Original topic: ticdc同步数据很慢

| username: TiDBer_vC2lhR9G

[TiDB Usage Environment] Production Environment
[TiDB Version] 6.5.0
[Encountered Problem: Phenomenon and Impact]
Our company needs to migrate from Alibaba Cloud to another cloud service provider, so the database needs to be migrated.
I first used BR for a full migration, and then used TiDB CDC for incremental data. During the incremental process, the speed was extremely slow, with only a few minutes of data migrated in several hours. The checkpoint remained at yesterday’s time point, but the task was normal, as shown in the figure:


The target TiDB cluster also had only a few hundred QPS for data entry, which was very slow. Please help to check.

[Resource Configuration]
Source Configuration:


cdc: 16C32G 500G SSD * 1
tidb: 16C32G 500G SSD * 3
kv: 24C48G 1.3T SSD * 3

Target Configuration:


tidb: 32C64G 500G SSD * 2
tikv: 32C 64G 1.5T SSD * 3

The target machine has better performance and is a newly built cluster. There should be no write performance issues.
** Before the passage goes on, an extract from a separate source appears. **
PR #839, opened 2022-01-13
Backwards compatibility for sharing API

Ella-ly:


apps/teams-test-app/src/components/SharingAPIs.tsx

Public network migration!!! There’s no other way, it’s cross-cloud service providers. Could this be the reason? I saw in the documentation that this factor was mentioned.

| username: xfworld | Original post link

Has ticdc been integrated with Prometheus? By observing some parameters of ticdc, it is relatively easy to determine:

  1. Upstream issues?
  2. Downstream issues?
  3. Network bottlenecks?

If you have any suspicions, you can check the ticdc logs to see if there are any warnings or errors…

| username: TiDBer_vC2lhR9G | Original post link

There isn’t much obvious slow information in the ticdc logs. The downstream network is a public 200M broadband, and the load on the upstream machine seems to be fine as well.

| username: Minorli-PingCAP | Original post link

In addition to bandwidth, factors such as latency and packet loss rate will also affect public network migration. Especially if the network quality is poor and retransmissions occur, performance will be very poor or even unusable. You can use iperf to test the network quality on both sides.

| username: asddongmen | Original post link

Hello, has the issue been resolved? You can try the following:

  1. Check the network latency from the TiCDC machine to the target TiDB cluster machines.
  2. If there is no issue with network latency, could you please upload the TiCDC logs and the relevant metrics from the Sink and Dataflow sections in the TiCDC Dashboard on the Grafana monitoring panel to help us troubleshoot the problem?
  3. If there is an issue with network latency, you might consider deploying the TiCDC server in the same environment as the target TiDB cluster. This can help alleviate the synchronization delay caused by network latency to some extent.